### What is required:
Range to reproduce from the entries below: the line with "about your thoughts.", the line with "I don't have", and every line in between. Give them exactly and give nothing else.

----

PR #213, opened 2024-10-17
Add implementation of nvofapi64.dll

liam-middlebrook:
Introduce a second library output to dxvk-nvapi for NVIDIA Optical Flow API. This serves as a pass-through implementation for D3D12 and Vulkan NVOF backends to `VK_NV_optical_flow`


src/nvofapi/nvofapi_vulkan.cpp
```diff
@@ -0,0 +1,168 @@
...
+#include "util/util_string.h"
+
+#include "../inc/nvofapi/nvOpticalFlowVulkan.h"
+
+#include "nvofapi.h"
+
+namespace nvofapi {
+
+    bool NvOFInstanceVk::Initialize() {
+        m_library = LoadLibraryA("winevulkan.dll");
```
Saancreed, line 34: While for D3D12 it does make sense to load VK funcs from winevulkan directly (because vkd3d-proton does the same thing), doesn't doing the same for native Vulkan OFA risk a mismatch if there's native Vulkan loader installed in the Wine/Proton prefix? Will funcs exported by `winevulkan.dll` be able to handle VK handles that were created using functions exported by `vulkan-1.dll` if that's the library the application loaded an is using to access Vulkan API?

robotman40:
On an unrelated note, and with all due respect, may I ask what causes features like this to take awhile to arrive?

jp7677:
Thanks for the PR @liam-middlebrook !

Looking at the change, `nvofapi` is added on the sideline. What about making it more first-class citizen? I've pulled the changes locally and played with it, resulting in: https://github.com/jp7677/dxvk-nvapi/tree/of-playground/src (it still compiles, but not tested)
- `nvofapi` entrypoints are now directly in `src` next to the `nvapi` entrypoints. I've also separated those into `nvofapi`, `nvofapi_d3d12` and `nvofapi_vulkan` (using forward declaration for the function pointers) to match the `nvapi` entrypoints.
- `NvofapiD3d12Instance` lives now next to `NvapiD3d12Device` in `d3d12` and `NvofapiVulkanInstance` in a new directory `vulkan`. I've left the base class and `NvOFImageVk` in `nvofapi`, but the more I think of it, the existing `shared` directory is propably a better place. PS: I've replaced the `instance` member in `NvOFImageVk` with `VkDevice m_vkDevice` to avoid the circular dependency. 
- The `nvofapi` classes are in the `nvofapi` namespace. I would be fine to just use `dxvk` namespace like we do with the `nvapi` classes. 

Some additional thoughts:
-  It would be nice if we can use the same logging and return code approach for both `nvapi` and `nvofapi`. I've tried this in https://github.com/jp7677/dxvk-nvapi/blob/of-playground/src/nvofapi.cpp . Separating the statuscodes by namespace (https://github.com/jp7677/dxvk-nvapi/blob/of-playground/src/util/util_statuscode.h#L157) and using `using` (https://github.com/jp7677/dxvk-nvapi/blob/of-playground/src/nvapi.cpp#L14) to avoid to much nesting works imho OK. Having the entry point tracing and log statements in the status code functions also automatically replaces some of the log statements.
- Most functions in the `nvofapi` classes return `NV_OF_STATUS`, but in practice it is just success or error or even void (when only success is returned). What about just using true/false/void to be in line with most `nvapi` classes? We can revisit this later for all classes, because true/false is indeed much less clear to read.
- I guess it is safe to assume that we don't need `nvofapi` for 32bits? I've guarded that in `meson.build`.
- There are a lot of compile warning, would be nice to have those resolved. Also clang-tidy (in CLion) offers a lot of simple suggestions, would be nice to apply those.

Let me know what you think of this slightly alternative approach/structure for combining `nvapi`/`nvofapi`.  Putting all `nvapi` entrypoints and classes into a new `nvapi` directory (after this PR) and thus only keeping `nvapi`, `nvofapi`, `util`, `dxvk` and `vkd3d-proton` top-level is also a way forward. I'm not sure yet which one is better.

@Saancreed , also of course curious about your thoughts.

Saancreed:
I don't have any strong opinions about how the repo/project should be structured (providing two libraries now is a bit tricky anyway) but for the remaining points:

> * It would be nice if we can use the same logging and return code approach for both `nvapi` and `nvofapi`. I've tried this in https://github.com/jp7677/dxvk-nvapi/blob/of-playground/src/nvofapi.cpp . Separating the statuscodes by namespace (https://github.com/jp7677/dxvk-nvapi/blob/of-playground/src/util/util_statuscode.h#L157) and using `using` (https://github.com/jp7677/dxvk-nvapi/blob/of-playground/src/nvapi.cpp#L14) to avoid to much nesting works imho OK. Having the entry point tracing and log statements in the status code functions also automatically replaces some of the log statements.

:+1: to this.

> * Most functions in the `nvofapi` classes return `NV_OF_STATUS`, but in practice it is just success or error or even void (when only success is returned). What about just using true/false/void to be in line with most `nvapi` classes? We can revisit this later for all classes, because true/false is indeed much less clear to read.

Tbh I'd _slightly_ prefer just using status types everywhere. Nothing wrong with having a little wider return type that what we currently need (because it greatly simplifies adding another code paths with possible failures in them) and if it matches the public API there's less work to do in the outermost layer.

> * I guess it is safe to assume that we don't need `nvofapi` for 32bits? I've guarded that in `meson.build`.

As far as I can tell:

* NVIDIA does not seem to report `VK_NV_optical_flow` as supported for Vulkan physical devices given to 32-bit applications on Linux.
* On Linux, there is no 32-bit `libnvidia-opticalflow.so`.
* On Windows, NVIDIA does ship 32-bit `nvofapi.dll` as part of their driver, but I don't know how usable and feature-complete it is.
  * The only entrypoints it exports are `NvOFAPICreateInstanceCuda`, `NvOFAPICreateInstanceD3D11`, `NvOFAPICreateInstanceD3D12` and `NvOFGetMaxSupportedApiVersion` as opposed to `nvofapi64.dll` which also exports `NvOFAPICreateInstanceVk`.
* Streamline (which is currently the only public SDK that enables DLFG integrations) requires 64-bit.

However, once the WoW64 work in Wine completes, it's might be possible to leverage 64-bit Optical Flow in Linux drivers to implement/expose 32-bit Optical Flow in Wine. That said, I'm not sure if there are any 32-bit Windows applications that use NVOF out there so I doubt there's any value in doing this.

> * There are a lot of compile warning, would be nice to have those resolved. Also clang-tidy (in CLion) offers a lot of simple suggestions, would be nice to apply those.

:+1:

> * Have to think about the vulkan dependency i.c.w. testing. For `nvapi` we had wrapped those in https://github.com/jp7677/dxvk-nvapi/blob/master/src/sysinfo/vulkan.h and have it created by https://github.com/jp7677/dxvk-nvapi/blob/master/src/resource_factory.cpp#L21 and being replaced by a mock for tests. Something similar is also needed for `nvofapi`. But this is for later.

We will also probably have to mock Vulkan functions for Vulkan OF which could be a bit harder.

jp7677:
> > * Most functions in the `nvofapi` classes return `NV_OF_STATUS`, but in practice it is just success or error or even void (when only success is returned). What about just using true/false/void to be in line with most `nvapi` classes? We can revisit this later for all classes, because true/false is indeed much less clear to read.
> 
> Tbh I'd _slightly_ prefer just using status types everywhere. Nothing wrong with having a little wider return type that what we currently need (because it greatly simplifies adding another code paths with possible failures in them) and if it matches the public API there's less work to do in the outermost layer.

Yes, this is what I wanted to say with my last sentence. With hindsight we/I should have used wider return types in the inner layers/classes from the beginning on. I guess I couldn't decide at that time between COM and NVAPI and just went for bool ;). Not sure yet if using `NvAPI_Status` or `NV_OF_STATUS` in the inner layers plays out. But on the other hands, considering our small code base, we can change this easily later.

> > * Have to think about the vulkan dependency i.c.w. testing. For `nvapi` we had wrapped those in https://github.com/jp7677/dxvk-nvapi/blob/master/src/sysinfo/vulkan.h and have it created by https://github.com/jp7677/dxvk-nvapi/blob/master/src/resource_factory.cpp#L21 and being replaced by a mock for tests. Something similar is also needed for `nvofapi`. But this is for later.
> 
> We will also probably have to mock Vulkan functions for Vulkan OF which could be a bit harder.

Should be doable but indeed requires some refactorings/extraction and hopefully reuse of our existing wrapper.

liam-middlebrook:
I've addressed some of the feedback above. I think the big outstanding items to address are:
- limiting builds to 64-bit targets only
- figuring out what to do about tests and if we want to defer that as discussed over chat
- merging nvofapi functionality into the dxvk namespace

Let me know if there's anything else that comes to mind.

src/nvofapi/nvofapi_common.cpp
```diff
@@ -0,0 +1,218 @@
...
+        }
+
+        // Need to get the size/id for the private data to pass it along to VK...
+        VkOpticalFlowSessionCreatePrivateDataInfoNV privData{};
+        privData.sType = VK_STRUCTURE_TYPE_OPTICAL_FLOW_SESSION_CREATE_PRIVATE_DATA_INFO_NV;
+        privData.size = ((NV_OF_PRIV_DATA*)initParams->hPrivData)->size;
+        privData.id = ((NV_OF_PRIV_DATA*)initParams->hPrivData)->id;
+        privData.pPrivateData = ((NV_OF_PRIV_DATA*)initParams->hPrivData)->data;
+
+        createInfo.pNext = &privData;
```
Saancreed, line 128: The comment on `hPrivData` states:

> Optical flow private data. It is reserved field and should be set to NULL.

Therefore I believe we should be checking `initParams->hPrivData` for `nullptr` before attempting to pass along this private data.

Same applies to `inParams->hPrivData` in `RecordCmdBuf` below.

src/d3d12/nvofapi_d3d12_instance.cpp
```diff
@@ -0,0 +1,176 @@
...
+        }
+        return true;
+    }
+
+    void NvOFInstanceD3D12::RegisterBuffer(const NV_OF_REGISTER_RESOURCE_PARAMS_D3D12* registerParams) {
+        NV_OF_REGISTER_RESOURCE_PARAMS_VK vkParams{};
+        dxvk::log::info(
+            dxvk::str::format("RegisterBuffer DX: resource: ",
+                registerParams->resource, " inputFencePoint: ",
+                registerParams->inputFencePoint.fence, " ouputFencePoint: ",
```
Saancreed, line 111: Typo:

```suggestion
                registerParams->inputFencePoint.fence, " outputFencePoint: ",
```

src/nvofapi/nvofapi_common.cpp
```diff
@@ -0,0 +1,218 @@
...
+        NvOFGPUBufferHandle reference[6];
+        uint8_t reserved[100];
+    } NV_OF_EXECUTE_PRIV_DATA_INPUT_MIPS;
+
+    constexpr uint32_t NV_OF_EXECUTE_PRIV_DATA_ID_INPUT_MIPS = 6;
+
+    uint32_t NvOFInstance::GetVkOFAQueue() {
+        uint32_t count = 0;
+        m_vkGetPhysicalDeviceQueueFamilyProperties(m_vkPhysicalDevice, &count, nullptr);
+        VkQueueFamilyProperties* queueFamProps = (VkQueueFamilyProperties*)calloc(sizeof(VkQueueFamilyProperties), count);
```
Saancreed, line 53: I'll leave this to Jens but I believe using `std::vector` is preferable over manual `malloc`/`calloc` and `free`. It also lets us ignore the mythical allocation failures without causing segfaults.

src/nvofapi/nvofapi_common.cpp
```diff
@@ -0,0 +1,218 @@
...
+        auto ret = m_vkCreateOpticalFlowSessionNV(m_vkDevice, &createInfo, NULL, &m_vkOfaSession);
+
+        if (ret == VK_SUCCESS) {
+            return Success();
+        }
+
+        return ErrorGeneric();
+    }
+
+    NV_OF_STATUS NvOFInstance::BindImageToSession(NvOFImage* image, VkOpticalFlowSessionBindingPointNV bindingPoint) {
```
Saancreed, line 139: Looks like at each callsite there is a `reinterpret_cast<NvOFImage*>` which causes a lot of visual noise, maybe this function could instead accept `NvOFGPUBufferHandle` and do the cast on its own?

src/nvofapi/nvofapi_common.cpp
```diff
@@ -0,0 +1,218 @@
...
+        VkImageLayout layout = VK_IMAGE_LAYOUT_GENERAL;
```
Saancreed, line 140: Nitpicking, but if this is going to always be `VK_IMAGE_LAYOUT_GENERAL` then it might as well be inlined in the call below.

src/nvofapi/nvofapi_common.cpp
```diff
@@ -0,0 +1,218 @@
...
+        BindImageToSession(reinterpret_cast<NvOFImage*>(inParams->inputFrame), VK_OPTICAL_FLOW_SESSION_BINDING_POINT_INPUT_NV);
+        BindImageToSession(reinterpret_cast<NvOFImage*>(inParams->referenceFrame), VK_OPTICAL_FLOW_SESSION_BINDING_POINT_REFERENCE_NV);
+        BindImageToSession(reinterpret_cast<NvOFImage*>(outParams->outputBuffer), VK_OPTICAL_FLOW_SESSION_BINDING_POINT_FLOW_VECTOR_NV);
+        BindImageToSession(reinterpret_cast<NvOFImage*>(outParams->outputCostBuffer), VK_OPTICAL_FLOW_SESSION_BINDING_POINT_COST_NV);
+        BindImageToSession(reinterpret_cast<NvOFImage*>(outParams->bwdOutputBuffer), VK_OPTICAL_FLOW_SESSION_BINDING_POINT_BACKWARD_FLOW_VECTOR_NV);
+        BindImageToSession(reinterpret_cast<NvOFImage*>(outParams->bwdOutputCostBuffer), VK_OPTICAL_FLOW_SESSION_BINDING_POINT_BACKWARD_COST_NV);
+        BindImageToSession(reinterpret_cast<NvOFImage*>(outParams->globalFlowBuffer), VK_OPTICAL_FLOW_SESSION_BINDING_POINT_GLOBAL_FLOW_NV);
+        // Support INPUT_MIPS execute priv data
+        if (((NV_OF_PRIV_DATA*)inParams->hPrivData)->id == NV_OF_EXECUTE_PRIV_DATA_ID_INPUT_MIPS) {
```
Saancreed, line 184: Besides the missing null check for `hPrivData`, is there no need to also check the size of what `data` points to?

src/vulkan/nvofapi_vulkan_instance.cpp
```diff
@@ -0,0 +1,155 @@
...
+#include "../inc/nvofapi/nvOpticalFlowVulkan.h"
+
+#include "vulkan/nvofapi_vulkan_instance.h"
+
+namespace nvofapi {
+
+    bool NvOFInstanceVk::Initialize() {
+        // For VK we cannot load winevulkan directly or we may break handle
+        // opacity.
+        m_library = LoadLibraryA("vulkan-1.dll");
```
Saancreed, line 36: One more thing about this: I just remembered that Streamline also exports its own VK funcs from `sl.interposer.dll`. This sounds like another possible problem but I have no idea how to detect if some game is using Streamline exports or if it's calling Vulkan loader directly.

jp7677 (commented):
Some styling nits and a few suggestion. Thanks a lot!

jp7677:
> I've addressed some of the feedback above. I think the big outstanding items to address are:

Thanks a lot, yes, and points 1 and 3 are easy to address regardless the direction.

>  limiting builds to 64-bit targets only

No strong preference, if there is no practical benefit to build a 32bit target, I would leave that out. But I don't mind building it either.     
 
> figuring out what to do about tests and if we want to defer that as discussed over chat

I'm fine with leaving tests out for now. 
 
> merging nvofapi functionality into the dxvk namespace

No strong preference. Using namespace `dxvk` would make it consistent with the `nvapi` classes. We could then defer a stricter and clearer separation between `nvapi` and `nvofapi` on both directory and namespaces for later.  
 
> 
> Let me know if there's anything else that comes to mind.

See the comments above. Mostly smaller things.

src/nvofapi/nvofapi_common.cpp
liam-middlebrook: I don't think that's necessary, the size can be inferred by the type.

src/nvofapi/nvofapi_common.cpp
```diff
@@ -0,0 +1,218 @@
...
+            bindingPoint,
+            image->ImageView(),
+            layout);
+        if (ret != VK_SUCCESS) {
+            return ErrorGeneric();
+        }
+        return Success();
+    }
+
+    NV_OF_STATUS NvOFInstance::getCaps(NV_OF_CAPS param, uint32_t* capsVal, uint32_t* size) {
```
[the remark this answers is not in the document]
liam-middlebrook: I suppose it technically could right now, but eventually a full implementation of it would make use of `m_vkPhysicalDevice` to query information about the optical flow capabilities of the desired GPU. I'm not sure that adding the static keyword now provides much value, although neither does the current (mostly-stub) implementation.

src/nvofapi_d3d12.cpp
```diff
@@ -0,0 +1,151 @@
...
+            log::trace(n, log::fmt::ptr(pD3D12Device), log::fmt::ptr(hOFInstance));
+
+        nvofapi::NvOFInstanceD3D12* nvOF = nullptr;
+        try {
+            nvOF = new nvofapi::NvOFInstanceD3D12(pD3D12Device);
+        } catch (std::exception const& e) {
+            log::info(str::format("CreateOpticalFlowD3D12 exception, %s", e.what()));
+        }
+
+        if (!nvOF) {
```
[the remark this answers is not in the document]
liam-middlebrook: I'm not sure that I agree given that if the constructor throws an exception (either OOM, or otherwise) the assignment shouldn't complete and the value should remain `nullptr`. Either way I re-worked this a bit into a way that I think will mesh a bit better.

src/vulkan/nvofapi_vulkan_instance.cpp
liam-middlebrook: That's used for Streamline's "implicit hooking". Your intuition that we should be loading `vulkan-1.dll` is correct because that's what other middleware would be doing (presuming it is not passed `vkGetInstanceProcAddr()` directly by the application).

Saancreed (approved):
Only some minor nitpicks and suggestions but nothing too important so I'm going to approve anyway.

src/d3d12/nvofapi_d3d12_instance.cpp
```diff
@@ -0,0 +1,163 @@
...
+
+        VkCommandBuffer vkCmdBuf;
+        m_device->BeginVkCommandBufferInterop(m_cmdLists[m_cmdListIndex], &vkCmdBuf);
+
+        this->RecordCmdBuf(&vkInputParams, &vkOutputParams, vkCmdBuf);
+
+        m_device->EndVkCommandBufferInterop(m_cmdLists[m_cmdListIndex]);
+        m_cmdLists[m_cmdListIndex]->Close();
+
+        m_commandQueue->ExecuteCommandLists(1, (ID3D12CommandList**)&m_cmdLists[m_cmdListIndex]);
```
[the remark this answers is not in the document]
liam-middlebrook: Yes, because it's a `ID3D12GraphicsCommandList` vs `ID3D12CommandList` mismatch. I'll change it to a c++ style cast though.

jp7677 (approved):

PR #215, opened 2024-10-21
Proton CI

Saancreed:
I just used the `latest` tag for the image, this way we will have to bump this only when Proton switches the Steam Runtime it uses to something other than `sniper`. Seems to work, but…

```
fatal: detected dubious ownership in repository at '/__w/dxvk-nvapi/dxvk-nvapi'
To add an exception for this directory, call:
	git config --global --add safe.directory /__w/dxvk-nvapi/dxvk-nvapi
```

Let me know if this is something we need to care about, for now the fallback appears to work well enough.

### DIFF
--- a/.github/workflows/build-proton.yml
+++ b/.github/workflows/build-proton.yml
@@ -1,0 +1,26 @@
+name: Build with Proton SDK
+
+on:
+  push:
+    branches: [ master ]
+    tags: [ v* ]
+  pull_request:
+    branches: [ master ]
+  workflow_dispatch:
+
+jobs:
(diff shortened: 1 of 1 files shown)


jp7677:
ah nice, thanks! I still had this somewhere in the back of my head…

W.r.t the git error, let’s try this https://github.com/actions/runner/issues/2033#issuecomment-1598547465 but I’m fine with the fallback if more is needed.

Saancreed:
Yup, no such error now, nice.

jp7677 (approved):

----

### Answer to this exercise:
@Saancreed , also of course curious about your thoughts.

Saancreed:
I don't have any strong opinions about how the repo/project should be structured (providing two libraries now is a bit tricky anyway) but for the remaining points:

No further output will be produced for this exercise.